■ INSTRUCTIONS FOR THE TASK
Search the records for the string "Tuist" and return each line that has it.

■ RECORDS FOR PROCESSING
BEGIN
PR #5660, opened 2025-10-14
Fix: Promo/Intro Offer Text not always displaying

JZDesign:
### Checklist

### Motivation

We have a timing issue with intro offers and promo offers. There is the possibility of the task completing after the screen renders. If that is the case, the cache will be empty and we will not be able to render The appropriate text.

### Description

This makes the view update its ID after those checks complete, forcing a redraw of the paywall screen.

### DIFF
--- a/RevenueCatUI/Templates/V2/PaywallsV2View.swift
+++ b/RevenueCatUI/Templates/V2/PaywallsV2View.swift
@@ -201,17 +201,18 @@ struct PaywallsV2View: View {
                         }
                     }
                     .task {
-                        guard didFinishEligibilityCheck else {
-                            async let introCheck: Void = introOfferEligibilityContext.computeEligibility(
-                                for: paywallState.packages
-                            )
-                            async let promoCheck: Void = paywallPromoOfferCache.computeEligibility(
-                                for: paywallState.packageInfos.map { ($0.package, $0.promotionalOfferProductCode) }
-                            )
-                            _ = await (introCheck, promoCheck)
-                            didFinishEligibilityCheck = true
+                        guard !didFinishEligibilityCheck else {
                             return
                         }
+
+                        async let introCheck: Void = introOfferEligibilityContext.computeEligibility(
+                            for: paywallState.packages
+                        )
+                        async let promoCheck: Void = paywallPromoOfferCache.computeEligibility(
+                            for: paywallState.packageInfos.map { ($0.package, $0.promotionalOfferProductCode) }
+                        )
+                        _ = await (introCheck, promoCheck)
+                        didFinishEligibilityCheck = true
                     }
                     // Note: preferences need to be applied after `.toolbar` call
                     .preference(key: PurchaseInProgressPreferenceKey.self,


RevenueCatUI/Templates/V2/PaywallsV2View.swift
```diff
@@ -107,6 +107,13 @@ struct PaywallsV2View: View {
     private let purchaseHandler: PurchaseHandler
     private let onDismiss: () -> Void
     private let fallbackContent: FallbackContent
+    @State private var didFinishEligibilityCheck: Bool = false
```
facumenzella, line 110: Is there a reason to put this here and not in the `StateObject`?

JZDesign: The contents of the PaywallInfo state seem to do more with the content of the paywall, and not the timing of things. While the timing does impact the state, this made more sense to me here and not in that PaywallInfo state result. Open to it though.

facumenzella: I don't have a strong opinion tbh. We can always refactor it if it becomes messy enough

RevenueCatUI/Templates/V2/PaywallsV2View.swift
```diff
@@ -193,12 +201,17 @@ struct PaywallsV2View: View {
                         }
                     }
                     .task {
```
facumenzella, line 203: Maybe we can use `task(id:)` instead? That will only run the task when the id changes right?

RevenueCatUI/Templates/V2/PaywallsV2View.swift
```diff
@@ -107,6 +107,13 @@ struct PaywallsV2View: View {
     private let purchaseHandler: PurchaseHandler
     private let onDismiss: () -> Void
     private let fallbackContent: FallbackContent
+    @State private var didFinishEligibilityCheck: Bool = false
+
+    // There is a timing issue where the screen will completely render before the offers cache is primed
+    // This is necessary to ensure that the view displays the offer text when it is available
+    private var redrawTrigger: String {
+        "PaywallsV2View-\(didFinishEligibilityCheck ? "Checked" : "pending")"
```
ajpallares: We probably need a `return` here (for Xcode 14)

RevenueCatUI/Templates/V2/PaywallsV2View.swift
```diff
@@ -176,6 +183,7 @@ struct PaywallsV2View: View {
                         uiConfigProvider: self.uiConfigProvider,
                         onDismiss: self.onDismiss
                     )
+                    .id(redrawTrigger)
```
ajpallares, line 186: Why not this instead? This way, we don't need to have the `redrawTrigger` String that could only add noise, as it's nothing but a mapping on `didFinishEligibilityCheck`
```suggestion
                    .id(didFinishEligibilityCheck)
```

RevenueCatUI/Templates/V2/PaywallsV2View.swift
ajpallares: I was confused by this as well. But, I _think_, since the `task` is declared **after** the `id`, I don't think it will be called twice even after the `id` changes, since the `id` is only affecting the 
```
LoadedPaywallsV2View(
...
)
``` 

but not the task itself.

RevenueCatUI/Templates/V2/PaywallsV2View.swift
JZDesign: Because that is not very unique, if the SwiftUI renderer has another view in the hierarchy with a boolean as the id we can have issues… right?

RevenueCatUI/Templates/V2/PaywallsV2View.swift
JZDesign: I want to ensure that the view redraws when the id changes. But I also want to prevent running the task when it's not needed so that's why I put the guard statement in there.

RevenueCatUI/Templates/V2/PaywallsV2View.swift
JZDesign:
```suggestion
        return "PaywallsV2View-\(didFinishEligibilityCheck ? "Checked" : "pending")"
```

RevenueCatUI/Templates/V2/PaywallsV2View.swift
ajpallares: Oh, right! That makes sense. I'm not a fan of having strings hardcoded like this, but I get the benefit. Idk, a UUID could suffice and perhaps be cleaner? Not a strong opinion though

JZDesign: I would tend to agree for a component where there could be many of them that should have unique ID's, but for the entire container that should be absolutely unique, I lean toward the hardcoded. Since this is the container that should only ever have one instance displayed at a time, I think hard coding is okay.

RevenueCatUI/Templates/V2/PaywallsV2View.swift
```diff
@@ -193,12 +201,17 @@ struct PaywallsV2View: View {
...
+                            async let introCheck: Void = introOfferEligibilityContext.computeEligibility(
+                                for: paywallState.packages
+                            )
+                            async let promoCheck: Void = paywallPromoOfferCache.computeEligibility(
+                                for: paywallState.packageInfos.map { ($0.package, $0.promotionalOfferProductCode) }
+                            )
+                            _ = await (introCheck, promoCheck)
+                            didFinishEligibilityCheck = true
+                            return
+                        }
```
joshdholtz: Just a nit to move the code out of the guard for a little easier reading 🤷‍♂️ Or... easier to me at least 😛 

```suggestion
                        guard !didFinishEligibilityCheck else {
                            return
                        }
                        
                        async let introCheck: Void = introOfferEligibilityContext.computeEligibility(
                            for: paywallState.packages
                        )
                        async let promoCheck: Void = paywallPromoOfferCache.computeEligibility(
                            for: paywallState.packageInfos.map { ($0.package, $0.promotionalOfferProductCode) }
                        )
                        _ = await (introCheck, promoCheck)
                        didFinishEligibilityCheck = true
```

joshdholtz (approved):
One nit but otherwise this makes sense to me! 👍

PR #5663, opened 2025-10-15
PoC: allow overriding currencySymbol from a backend-provided ruleset

rickvdl:
We're having an issue related to currency formatting behavior in Romania (and possibly a few other currencies), internal discussion can be found [here](https://revenuecat.slack.com/archives/C02CD1TLS76/p1759416234192899).

But some context: when using the Romanian Storefront, and a Romanian locale (ro_RO) prices are formatted as `1,23 RON`, which is correct, but the more conventional way to write this in Romanian (according to reports) is `1,23 lei`.

`underlyingSK2Product.displayPrice` uses the more common `lei` rather than `RON`, however the priceFormatter we create in  `SK2StoreProduct.swift` through `priceFormatterProvider.priceFormatterForSK2` based on the currency code and locale given to us by StoreKit creates strings using `RON` instead. This is causing discrepancies between `localizedPriceString` and the price strings we generate using the formatter (for example pricePerMonth) which looks confusing on the paywall especially.

After some research and discussions it looks like we can't get the NumberFormatter API to mimic the behavior of StoreKit, and thus we've been looking into an alternative approach.

We came up with a backend driven approach where we (given a ruleset) provide the option to override the currencySymbol for specific currency codes, given a storekit storefront (similar to what we already do for paywall localizations).

This PR is just a PoC outlining the rough workings of this approach. Happy to hear any feedback

### DIFF
--- a/Sources/Misc/PriceFormatterProvider.swift
+++ b/Sources/Misc/PriceFormatterProvider.swift
@@ -74,11 +74,12 @@ public final class PriceFormatterProvider: Sendable {
                 currencyCode: currencyCode
             )
             
-            if let formatter = formatter as? CurrencySymbolOverridingPriceFormatter, formatter.currencyCode == currencyCode, formatter.locale == locale, formatter.currencySymbolOverride == currencySymbolOverride {
-                return formatter
+            if let formatter = formatter as? CurrencySymbolOverridingPriceFormatter {
+                if formatter.currencyCode == currencyCode, formatter.locale == locale, formatter.currencySymbolOverride == currencySymbolOverride {
+                    return formatter
+                }
             }
-            
-            if let formatter = formatter, formatter.currencyCode == currencyCode, formatter.locale == locale {
+            else if let formatter = formatter, formatter.currencyCode == currencyCode, formatter.locale == locale {
                 return formatter
             }
             


Sources/Networking/Responses/OfferingsResponse.swift
```diff
@@ -54,7 +54,62 @@ struct OfferingsResponse {
...
+    ]
+    
+    public func currencySymbolOverride(
+        for storefrontCountryCode: String,
+        currencyCode: String
+    ) -> CurrencySymbolOverride? {
+        return self.currencySymbolOverrides[storefrontCountryCode]?[currencyCode]
+    }
+    
+    public struct CurrencySymbolOverride: Sendable {
```
fire-at-will, line 92: Nit: I might consider adding some DocC to explain the properties here - it took me a while to realize what they were meant for

Sources/Misc/PriceFormatterProvider.swift
```diff
@@ -15,7 +15,13 @@ import Foundation
 
 /// A `NumberFormatter` provider class for prices.
 /// This provider caches the formatter to improve the performance.
-final class PriceFormatterProvider: Sendable {
+public final class PriceFormatterProvider: Sendable {
```
fire-at-will, line 18: This probably doesn't need to be public public if it's just RevenueCatUI using this, I'd probably add `@_spi(Internal)` so it's only used by RevenueCatUI

```suggestion
@_spi(Internal) public final class PriceFormatterProvider: Sendable {
```

Sources/Misc/PriceFormatterProvider.swift
```diff
@@ -43,25 +49,50 @@ final class PriceFormatterProvider: Sendable {
...
+               )
             }
-
-            return formatter
+            
+            if let formatter = formatter as? CurrencySymbolOverridingPriceFormatter, formatter.currencyCode == currencyCode, formatter.locale == locale, formatter.currencySymbolOverride == currencySymbolOverride {
+                return formatter
+            }
+            
+            if let formatter = formatter, formatter.currencyCode == currencyCode, formatter.locale == locale {
```
fire-at-will: In the logic here:

```swift
if let formatter = formatter as? CurrencySymbolOverridingPriceFormatter, formatter.currencyCode == currencyCode, formatter.locale == locale, formatter.currencySymbolOverride == currencySymbolOverride {
                return formatter
            }
            
            if let formatter = formatter, formatter.currencyCode == currencyCode, formatter.locale == locale {
                return formatter
            }
```

The first `if` checks if the `formatter` is a `CurrencySymbolOverridingPriceFormatter` and that all of the parameters match. If it fails, the second `if` still returns the `formatter` as long as the formatter's currency code & locale match.

Could this lead to a bug where if the formatter is a `CurrencySymbolOverridingPriceFormatter`, the overrides don't match, but the currency code & locale do, we return a `CurrencySymbolOverridingPriceFormatter` that doesn't match the current context?

Sources/Misc/PriceFormatterProvider.swift
```diff
@@ -90,5 +121,64 @@ final class PriceFormatterProvider: Sendable {
...
+        switch intValue {
+        case 0: return .zero
+        case 1: return .one
+        case 2: return .two
+        default: return .other
+        }
+    }
+    
+    private func formatter(for rule: PriceFormattingRuleSet.CurrencySymbolOverride.PluralRule) -> NumberFormatter {
+        if let formatter = numberFormatterCache[rule] {
```
fire-at-will, line 172: Love this 👏👏

Sources/Networking/Responses/OfferingsResponse.swift
```diff
@@ -54,7 +54,62 @@ struct OfferingsResponse {
     let placements: Placements?
     let targeting: Targeting?
     let uiConfig: UIConfig?
+    let config: Config?
```
fire-at-will, line 57: Nit: we should probably name this something more specific, like `priceFormattingConfig`, in case we decide to add other configs in the future

Sources/Misc/PriceFormatterProvider.swift
rickvdl: Unfortunately I don't think this will work, the SK2 product initializer in `StoreProduct` is public and has this type in the function signature. Will make sure to bring this up in the actual PR

Sources/Networking/Responses/OfferingsResponse.swift
rickvdl: Good one, I figured we might want to use this as a 'config envelope' to also hold future configuration values, in order to avoid having to update all initializers and mocks again. But I will make sure to bring this up in my PR and ask for the team's opinion on this as well

Sources/Misc/PriceFormatterProvider.swift
rickvdl: Good catch, I think you're right. Addressed this :)

PR #5664, opened 2025-10-15
Migrate ReceiptParser to Tuist

facumenzella:
### Motivation
We want to finally clean-up the main workspace, in favor of using the Tuist generated one for internal development. In order to do that, we need to slowly move nested projects to Tuist, deleting them from the main one.

ReceiptParser is already in the Tuist set up, so we just need to remove references from the main workspace.

Follow-up of https://github.com/RevenueCat/purchases-ios/pull/5648


facumenzella:
@RCGitBot please test

facumenzella:
@RCGitBot please test

Tests/MockBundle.swift
```diff
@@ -0,0 +1,53 @@
+//
+//  Copyright RevenueCat Inc. All Rights Reserved.
+//
+//  Licensed under the MIT License (the "License");
```
facumenzella, line 4: This is not correct 🤔

Issue #1103, opened 2024-01-09
marker_quantification.process_lists() returning inappropriate mask_types


bryjcannon:
Describe the bug
![Screenshot 2024-01-08 at 4 58 41 PM](https://github.com/angelolab/ark-analysis/assets/18650480/bd332376-5a46-4786-83d9-73378d57be18)

When trying to run segmentation, an error propped up where a mask file that didn't exist was being loaded for csv writing. After troubleshooting, the problem occurs in `marker_quantification.process_lists` code. In this example, while only file names with 'R6C1' were desired, files with R6C10' were also being extracted due to the way `marker_quantification.process_lists` matches substrings in file names. Similar to list_files issue in alpineer.

Expected behavior
`marker_quantification.process_lists` currently finds files using the code below based on a matching file prefix. Instead of returning "whole_cell" and "nuclear", the returned list is "_whole_cell", "0_whole_cell", etc.

To Reproduce
Ping me for access to my mask files.

Proposed solution:
Similar to the list_files and list_folders fix in alpineer, token matching will be used instead of string subsetting to find matching files (code pic below)
![Screenshot 2024-01-08 at 4 59 03 PM](https://github.com/angelolab/ark-analysis/assets/18650480/fd57fa9d-3059-4456-9d56-752147b49854)

PR #1101, opened 2024-01-05
1100 empty composites masks in ez segmenter notebook

bryjcannon:
**If you haven't already, please read through our [contributing guidelines](https://ark-analysis.readthedocs.io/en/latest/_rtd/contributing.html) before opening your PR**

**What is the purpose of this PR?**
Fixes issue in #1100 where float images were not able to be used in composite, mask creation.

**How did you implement your changes**

Image loading was converted from np.int32 to np.float32, plus additional handling of composite array addition and subtraction functions.

**Remaining issues**

None as of now, may run into issues if non float or int img datatypes are used.

PR #1104, opened 2024-01-09
Changes process lists search for matching fov and mask names to use a…

bryjcannon:
Addresses Issue #1103


bryjcannon:
Same example_dataset fails as in #1101. All other tests pass.

alex-l-kong:
@bryjcannon added a simple test for `process_lists`, confirmed that it matches the correct FOVs to masks even in the case of `fov1` and `fov10`.

alex-l-kong (approved):
Looks good.

PR #1107, opened 2024-01-18
Only load whole cell masks if `nuclear_counts=False` in `generate_cell_table`

### LINKED ISSUE #1097: Even when setting `nuclear_counts = False`, nuclear masks are being quantified in `marker_quantification.generate_cell_table`
**Describe the bug**
After setting `nuclear_counts = False` in `marker_quantification.generate_cell_table`, the nuclear masks are still being quantified and added to the cell table. This leads to unexpected behavior in the pixie cell clustering notebook, since now in the cell table, there are two rows for every fov/label pair (one for whole cell, one for nuclear). Because there are two different cell sizes associated with each cell label, this leads to errors. (Of course, the easy option is to subset the cell table for rows only where mask_type = whole_cell before running cell clustering, but it's not obvious for users that this is necessary, since `nuclear_counts` was set to False in the segmentation notebook, so the expectation is that nuclear masks are not quantified in the cell table)

I think the problem is here (https://github.com/angelolab/ark-analysis/blob/main/src/ark/segmentation/marker_quantification.py#L532-L585):
```
       mask_files = io_utils.list_files(segmentation_dir, substrs=fov_name)
       mask_types = process_lists(fov_names=fovs, mask_names=mask_files)
```

`mask_types` here is `['nuclear','whole_cell']`. Therefore, both nuclear and whole cell segmentation masks are always being read (regardless of what `nuclear_counts` is set to).

**Expected behavior**
If `nuclear_counts=False`, do not read in nuclear masks in `generate_cell_table` (and do not have rows for nuclear masks in the final cell table). I think the logic of `generate_cell_table` needs to change slightly to not read in nuclear masks if `nuclear_counts=False`.

**To Reproduce**
As I noted in another issue (https://github.com/angelolab/ark-analysis/issues/1096), there is a problem with running the segmentation notebook using the example dataset, but if you manually delete `fov10` from the example dataset, you should be able to run-through the entire segmentation notebook. After doing this and running through notebook 1, you can open either cell table and see that the "mask_type" column has both 'nuclear' and 'whole_cell'. Then, you can reproduce the error in this issue by running notebooks 2 and 3 subsequently.

This is the error I get in notebook 3 after doing the above (length mismatch because there are extra rows in the cell table):
image

alex-l-kong:

Closes #1097. Updates `generate_cell_table` to be compatible with updated ezSeg pipeline when nuclear masks need to be discarded.

By default, the updated `generate_cell_table` loads in all the masks, including nuclear, and adds them to the cell table. For pixel clustering, only the whole cell data is needed, so if `nuclear_counts=False`, this mask type should not appear in the table.

**Remaining issues**

Integration testing with Pixie/Nimbus needed.

### DIFF
--- a/src/ark/segmentation/marker_quantification.py
+++ b/src/ark/segmentation/marker_quantification.py
@@ -529,9 +529,14 @@ def generate_cell_table(segmentation_dir, tiff_dir, img_sub_folder="TIFs",
         whole_cell_file = fov_name + '_whole_cell.tiff'
         nuclear_file = fov_name + '_nuclear.tiff'
 
-        # for each label given in the argument. read in that mask for the fov, and proceed with label and table appending
+        # for each label given in the argument, read in that mask for the fov, and proceed with
+        # label and table appending
         mask_files = io_utils.list_files(segmentation_dir, substrs=fov_name)
         mask_types = process_lists(fov_names=fovs, mask_names=mask_files)
+
+        # remove nuclear from mask_types if nuclear_counts False
+        if not nuclear_counts and "nuclear" in mask_types:
+            mask_types.remove("nuclear")
 
         for mask_type in mask_types:
             # load the segmentation labels in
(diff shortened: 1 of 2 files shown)


cliu72 (approved):
Looks good to me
END
■ RESULT FOR THIS EXERCISE
Migrate ReceiptParser to Tuist
We want to finally clean-up the main workspace, in favor of using the Tuist generated one for internal development. In order to do that, we need to slowly move nested projects to Tuist, deleting them from the main one.
ReceiptParser is already in the Tuist set up, so we just need to remove references from the main workspace.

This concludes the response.